Semua bermula ketika aku bertemu dengan seorang anak tunawisma itu, 4 tahun yang lalu. Waktu itu aku baru selesai menunaikan sholat di masjid dekat rumahku. Aku melihat seorang anak sedang berjalan seorang diri. Tidak biasanya ada anak tunawisma berkeliaran di tempat ini. Tangan kanannya membawa sebuah besi panjang dengan pengait diujungnya dan sebuah karung yang ia seret begitu saja. Tangan kirinya meremas baju yang lusuh. Wajahnya lesu. Dia mungkin lapar, batinku. Sisi kemuliaan dari hatiku timbul.
“Dek.” Sapaku hangat padanya
Kudekati anak itu. Matanya sendu. Jelas sekali terasa akan apa yang sedang ia rasakan. Aku lekas merogoh isi tas. Mengeluarkan sebungkus roti dan sebuah susu kotak. Bekal makan siangku. Dengan memberi isyarat padanya, ia langsung menerimanya dan membuka bungkusnya dengan segera lalu melahap roti yang kuberikan.
“Pelan-pelan.” Seruku
“Kamu darimana?” Tanyaku
“Dari Bandung. Mau cari kerja.” Sahutnya enteng dengan mulut penuh roti
“Subhanallah, Bandung? Jauh sekali. Kamu kesini dengan siapa? Sendiri?”
Ia mengangguk.
Sendirian, dikota sebesar dan sekeras ini. Anak sekecil ini. Bagaimana dengan Ayah Ibunya. Sekolahnya. Sebuah ide brilian tiba-tiba muncul di kepalaku.

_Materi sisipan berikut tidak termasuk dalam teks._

PR #19371, opened 2022-06-23
Add recipe for LBFGSpp

awvwgk:
Checklist
- [x] Build number is 0.

### DIFF
--- a/recipes/lbfgspp/meta.yaml
+++ b/recipes/lbfgspp/meta.yaml
@@ -33,7 +33,7 @@ test:
     - test -d $PREFIX/include/LBFGSpp  # [unix]
     - if not exist %LIBRARY_PREFIX%\include\LBFGS.h exit 1  # [win]
     - if not exist %LIBRARY_PREFIX%\include\LBFGSB.h exit 1  # [win]
-    - for i in examples/*.cpp; do $CXX $CXXFLAGS -I$PREFIX/include/eigen3 -o "$i.out" "$i" && "$i.out"; done  # [unix]
+    - set -ex; for i in examples/*.cpp; do $CXX $CXXFLAGS -I$PREFIX/include/eigen3 -o "$i.out" "$i" && "$i.out"; done  # [unix]
 
 
 about:
--- a/recipes/lbfgspp/meta.yaml
+++ b/recipes/lbfgspp/meta.yaml
@@ -1,0 +1,42 @@
+{% set name = "lbfgspp" %}
+{% set version = "0.2.0" %}
+
+package:
+  name: {{ name }}
+  version: {{ version }}
+
+source:
+  - url: https://github.com/yixuan/lbfgspp/archive/refs/tags/v{{ version }}.tar.gz
+    sha256: 7101744a538c3aff52e10c82267305847b0b5e9d39f9974b4b29812cd1398ff9
+
+build:
+  number: 0
+
+requirements:
+  build:
+    - {{ compiler('cxx') }}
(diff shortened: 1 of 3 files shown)


recipes/lbfgspp/meta.yaml
```diff
@@ -0,0 +1,42 @@
...
+  number: 0
+
+requirements:
+  build:
+    - {{ compiler('cxx') }}
+    - cmake
+    - ninja
+  host:
+    - eigen
+
```
carterbox, line 22:
```suggestion
  host:
    - eigen =3.0.*
  run:
    - eigen =3.0.*
```
Two things:

1. Upstream [explicitly requires eigen 3.0](https://github.com/yixuan/LBFGSpp/blob/00f0f1bd96689bd40e6c8b16cc135665eed5acc9/CMakeLists.txt#L41)
2. To be nice to users, we add eigen to the run section so when they add this package to requirements, eigen is also added (it's mentioned in the headers).

recipes/lbfgspp/meta.yaml
```diff
@@ -0,0 +1,42 @@
...
+test:
+  commands:
+    - test -f $PREFIX/include/LBFGS.h  # [unix]
+    - test -f $PREFIX/include/LBFGSB.h  # [unix]
+    - test -d $PREFIX/include/LBFGSpp  # [unix]
+    - if not exist %LIBRARY_PREFIX%\include\LBFGS.h exit 1  # [win]
+    - if not exist %LIBRARY_PREFIX%\include\LBFGSB.h exit 1  # [win]
```
carterbox, line 29: Could you please also compile and run a test program in the test section from the examples to check that this library is compatible with our compilers? Sometimes our compilers are too old and require source patches to silence syntax errors, etc.

carterbox (changes requested):

recipes/lbfgspp/meta.yaml
carterbox: I think the cmake version requirements is actually equivalent to `>=3.0,<4`. Otherwise, the builds would have failed already.

awvwgk:
@conda-forge/help-c-cpp Requested changes are addressed now.

carterbox (changes requested):

recipes/lbfgspp/meta.yaml
```diff
@@ -0,0 +1,49 @@
...
+    - examples/
+  requires:
+    - {{ compiler('cxx') }}
+  commands:
+    - test -f $PREFIX/include/LBFGS.h  # [unix]
+    - test -f $PREFIX/include/LBFGSB.h  # [unix]
+    - test -d $PREFIX/include/LBFGSpp  # [unix]
+    - if not exist %LIBRARY_PREFIX%\include\LBFGS.h exit 1  # [win]
+    - if not exist %LIBRARY_PREFIX%\include\LBFGSB.h exit 1  # [win]
+    - for i in examples/*.cpp; do $CXX $CXXFLAGS -o "$i.out" "$i" && "$i.out"; done  # [unix]
```
carterbox, line 36:
```suggestion
    - for i in examples/*.cpp; do $CXX $CXXFLAGS -I$PREFIX/include/eigen3 -o "$i.out" "$i" && "$i.out"; done  # [unix]
```
This is probably the issue with your script.

carterbox (changes requested):

awvwgk:
@conda-forge/help-c-cpp Fixed example compilation. Thanks @carterbox.

PR #19400, opened 2022-06-24
Adding mmcv (Pytorch-based computer-vision lib)

apatsekin:
Hey guys,

This conda package exists under [Esri](https://anaconda.org/esri/mmcv-full) channel (commercial GIS software vendor). 

Adding `mmcv-full` package for now, since that's the main one. Vendor also publishes `mmcv` which is very light weight (pure python) and can be easily added later.

Checklist
- [V] Title of this PR is meaningful: e.g. "Adding my_nifty_package", not "updated meta.yaml".
- [V] License file is packaged (see [here](https://github.com/conda-forge/staged-recipes/blob/5eddbd7fc9d1502169089da06c3688d9759be978/recipes/example/meta.yaml#L64-L73) for an example).
- [V] Source is from official source.
- [V] Package does not vendor other packages. (If a package uses the source of another package, they should be separate packages or the licenses of all packages need to be packaged).
- [V] If static libraries are linked in, the license of the static library is packaged.
- [V] Build number is 0.
- [V] A tarball (`url`) rather than a repo (e.g. `git_url`) is used in your recipe (see [here](https://conda-forge.org/docs/maintainer/adding_pkgs.html#build-from-tarballs-not-repos) for more details).
- [V] GitHub users listed in the maintainer section have posted a comment confirming they are willing to be listed there.
- [V] When in trouble, please check our [knowledge base documentation](https://conda-forge.org/docs/maintainer/knowledge_base.html) before pinging a team.


apatsekin:
hey @conda-forge/help-python, would you please review this one?

apatsekin:
Failing rn with:
```
['  ERROR (mmcv-full,lib/python3.7/site-packages/mmcv/_ext.cpython-37m-x86_64-linux-gnu.so): $RPATH/libc10.so not found in packages, sysroot(s) nor the missing_dso_whitelist.\n.. is this binary repackaging?', '  ERROR (mmcv-full,lib/python3.7/site-packages/mmcv/_ext.cpython-37m-x86_64-linux-gnu.so): $RPATH/libtorch_cpu.so not found in packages, sysroot(s) nor the missing_dso_whitelist.\n.. is this binary repackaging?', '  ERROR (mmcv-full,lib/python3.7/site-packages/mmcv/_ext.cpython-37m-x86_64-linux-gnu.so): $RPATH/libtorch_python.so not found in packages, sysroot(s) nor the missing_dso_whitelist.\n.. is this binary repackaging?']
```

apatsekin:
hey @conda-forge/help-python-c, could you take a look?

recipes/mmcv/meta.yaml
```diff
@@ -0,0 +1,115 @@
...
+
+source:
+  url: https://github.com/open-mmlab/mmcv/archive/refs/tags/v{{ version }}.tar.gz
+  sha256: 650929f52f1d0b2bae1bdaaa874e1e6dfdfa15f40bab5c366330488a9949ddd0
+build:
+  number: {{ number }}
+  skip: true  # [win]
+
+outputs:
+  - name: mmcv-full
```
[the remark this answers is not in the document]
apatsekin: Yeah, that's how vendor distributes it:

```
mmcv-full: comprehensive, with full features and various CUDA ops out of box. It takes longer time to build.

mmcv: lite, without CUDA ops but all other features, similar to mmcv<1.0.0. It is useful when you do not need those CUDA ops.
```
https://mmcv.readthedocs.io/en/latest/get_started/installation.html

Pip packages are also `mmcv` and `mmcv-full`. The former one is very light and pure-python, so it will be easy to add it later.

recipes/mmcv/conda_build_config.yml
```diff
@@ -0,0 +1,2 @@
+pytorch:
+  - 1.11
```
hmaarrfk, line 2: Do you actually need this file?

hmaarrfk: this file will stop you from migrating to newer versions.

apatsekin: @hmaarrfk , as @ngam mentioned MMCV ([upstream](https://mmcv.readthedocs.io/en/latest/get_started/installation.html)) is built for all  combinations of python/cuda/torch. Assuming we should do the same having just `1.11` for now.
My reasoning was:
1. If we don't pin it during build - it's quite opaque what version it was built against.
2. Whenever new pytorch is released - any further re-build of this stock will pick it up without a guarantee of compatibility.

What do you suggest?

hmaarrfk: once you rerender, ci support files are generated losying the specific versions of the dependencies.

in my experience, getting the bots help is critical when you maintain mkre than about 5 packages.

recipes/mmcv/meta.yaml
```diff
@@ -0,0 +1,130 @@
...
+      host:
+        - python
+        - pip
+        - requests
+        - future
+        - six
+        - typing
+        - pkg-config  # [unix]
+        - typing_extensions
+        - pytorch ={{ pytorch }}={{ proc_type }}*
```
hmaarrfk, line 56: I think you will have to add a run_constraint on pytorch. We don't export the exact GPU requirement. I'm not sure we want to. So for now, I think you will have to follow

https://github.com/conda-forge/torchvision-feedstock/blob/main/recipe/meta.yaml#L73

recipes/mmcv/meta.yaml
```diff
@@ -0,0 +1,130 @@
...
+        - scipy
+        - libopencv
+        - py-opencv
+        - opencv
+        - python-lmdb
+        - libiconv
+        - tifffile
+        - python-dateutil
+        # mmcv provides binary wheels bound to specific pytorch version
+        - pytorch ={{ pytorch }}={{ proc_type }}*
```
hmaarrfk, line 81: Once you add the run_constraint, you won't need this anymore

recipes/mmcv/meta.yaml
```diff
@@ -0,0 +1,130 @@
...
+
+
+about:
+  home: https://github.com/open-mmlab/mmcv
+  summary: 'Foundational library for computer vision research'
+  description: |
+    MMCV is a foundational library for computer vision research and supports many research projects.
+  license: Apache-2.0
+  license_family: Apache
+  license_file: LICENSE.txt
```
hmaarrfk, line 125: Why are you using the custom file? You should be able to pick it up from the source itself.
```suggestion
  license_file: LICENSE
```

recipes/mmcv/meta.yaml
```diff
@@ -0,0 +1,130 @@
...
+      host:
+        - python
+        - pip
+        - requests
+        - future
+        - six
+        - typing
+        - pkg-config  # [unix]
+        - typing_extensions
+        - pytorch =*={{ proc_type }}*
```
hmaarrfk, line 56:
```suggestion
        - pytorch ={{ pytorch }}={{ proc_type }}*
```

I think you will want to keep this syntax here, so that it pick up the pin from your custom `conda_build_config.yaml` or the global one.

recipes/mmcv/LICENSE.txt
```diff
@@ -0,0 +1,13 @@
+Copyright 2015-2022, conda-forge contributors
```
hmaarrfk, line 1: you should be able to remove this file too.

apatsekin:
@hmaarrfk , thanks for the tips! I'm not sure I understand how the `test` pytorch will be pinned correctly?
currently we have:
1. version/device pin in `host`.
2. device pin in `run_constrained`
3. no pins in `test`.
^ that sounds to me like conda will follow `device` pin, but will not pick up `version` pin from `host`?

hmaarrfk:
The test will install the same package that you built, following all the constraints and the run_constraints. Therefore, if the final package is pinned correctly, the test will have all the required pinnings.

Otherwise, your users will have to manually specify the matching pytorch, which you don't want them to.

To be honest, it is good that the upstream repository tests with all different pytorch combinations. However, I don't think it is realistic for us to be releasing many different versions of pytorch at the moment.

I (one of the pytorch-feedstock maintainers) consider everything but the latest pytorch release essentially broken due to us learning how to package such a complex project. The advantage of testing with many different releases of pytorch is that sometimes downstream packages do not have the time to immediately release the latest version. This builds some buffer. However, it really does take 1-2 days to reliably build pytroch, even on a massive computer.

recipes/mmcv/meta.yaml
```diff
@@ -0,0 +1,130 @@
...
+        - future
+        - six
+        - typing
+        - pkg-config  # [unix]
+        - typing_extensions
+        - pytorch ={{ pytorch }}={{ proc_type }}*
+        - torchvision
+        - setuptools
+      run:
+        # intentionally skipping opencv and pytorch (following upstream vendor)
```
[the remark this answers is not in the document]
apatsekin: `mmcv-full` depends on those two, but upstream vendor doesn't put them as runtime dependencies in pip packaging. I would imagine that it's because:
1) you can use parts of the library without those heavy deps (especially without opencv)
2) opencv with 4 distribution options under Pip (contrib/not-contrib, headless/not-headless) makes it a mess to depend on a single one. I.e. if your package depends on `headless` version and user has already normal one installed - pip will still install `headless` on top of that. I think the same will happen with conda, i.e. if users uses FastAI's headless version which is quite popular.

apatsekin:
hey @hmaarrfk , anything else I can address? Or could you merge it ?

hmaarrfk:
Sorry. I missed the fact that you did take action on the suggested points.

Make sure that the pttorch pin appears in the ci support files

apatsekin:
@hmaarrfk thanks! Quick q: can I push a PR to the feedstock repo to rename it ? :) I messed up the name itself - `mmcv-recipe` instead of `mmcv`. Doesn't affect package name, but looks inconsistent with other repos..

hmaarrfk:
If you want, we could archive that repo, but i don't really think it is worth it.

We have https://conda-forge.org/feedstock-outputs/

I'll remember to check feedstock name in the future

“Kamu, ikut kakak yuk. Kakak kenalin sama teman-teman baru kamu.” Seruku
Anak itu menatapku dengan sendu.
“Ayo, kakak bukan orang jahat kok.”
Akhirnya, anggukan kecil menjawab permintaanku. Aku gandeng tangan kecilnya. Sepanjang  perjalanan aku menanyainya dengan berbagai pertanyaan.
“Namamu siapa?”
“Yusuf.” serunya
“Yusuf, Ayah dan Ibumu, bagaimana?”
“Aku yatim piatu, kak.” Sahut Yusuf padaku
“Oh, begitu. Terus keluarga di Bandung?”
Yusuf menggeleng.
“Semenjak Ayah dan Ibu meninggal, aku tinggal sendiri, kak.”
“Oh, begitu. Terus kalau kakak boleh tahu, cita-cita kamu apa?”
“Keliling dunia. Pakai ini....kak.” serunya sambil menunjuk pelipisnya
“Aku ingin kerja terus belajar sampai lulus kuliah, terus keliling dunia.” Yusuf tersenyum simpul.
“Kenapa ke Eropa?” tanyaku.
“Kata bu guru, di Eropa itu banyak seniman dan pelukis terkenal, kak. Dan aku akan belajar disana. Sebagai perwakilan dari Indonesia. Yang akan mengharumkan nama Indonesia dengan hasil karyaku. Aku ingin melihat karya-karya Leonardo Da Vinci, Picasso, Monet, dan semua hasil karya pelukis-pelukis keren didunia secara langsung. Bukan dari internet, bukan dari televisi, bukan dari buku.”
Subhanaallah. Jawaban yang luar biasa dari seorang anak berumur 10 tahun. Memang terdengar mustahil bagi sebagian orang. Tapi bagi anak seumur dia. Hal paling indah adalah bermimpi dan berusaha untuk menggapai mimpinya. Semoga Allah mendengar dan menjawab semua impiannya.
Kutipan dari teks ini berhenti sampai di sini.